═══ Dataset excerpts

PR #1654, opened 2024-04-26
feat: code generator for registry-v2

obmarg:
As outlined in [the PR that adds registy-v2][1] a lot of that crate is generated. This PR contains the generator.  It:

- Reads the data structure from a GraphQL file (SDL for life).
- Generates the records, readers and neccesary plumbing for everything to work.
- Manually implements some things that would usually be derived (i.e. `Debug` & `PartialEq`), but can't because of the patterns being used.
- Adds some serde annotations on things to make our JSON smaller.  We've used serde_as for this in the past, but why have a macro do work on every compile when you can have a generator do it once (with the bonus that it's more obvious what transforms are taking place)

This crate started as a c&p from cynic-parser and is very quick & dirty. it does what it needs to do and nothing more, it probably has bugs or strange behaviour if you try to do new things with it.  But it's worked so far, and is far easier than writing all this by hand (and makes changing things en masse relatively easy).

[1]: https://github.com/grafbase/grafbase/pull/1651

### DIFF
--- a/engine/crates/engine/registry-v2-generator/domain/registry.graphql
+++ b/engine/crates/engine/registry-v2-generator/domain/registry.graphql
@@ -1,0 +1,234 @@
+# type SchemaDefinition @file(name: "schemas") {
+#   description: StringLiteral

══════

_What to produce_
Starting at the first line of the records above, please copy every line exactly through the line containing "- Reads the", and stop there.

_The completed task_
PR #1654, opened 2024-04-26
feat: code generator for registry-v2

obmarg:
As outlined in [the PR that adds registy-v2][1] a lot of that crate is generated. This PR contains the generator.  It:

- Reads the data structure from a GraphQL file (SDL for life).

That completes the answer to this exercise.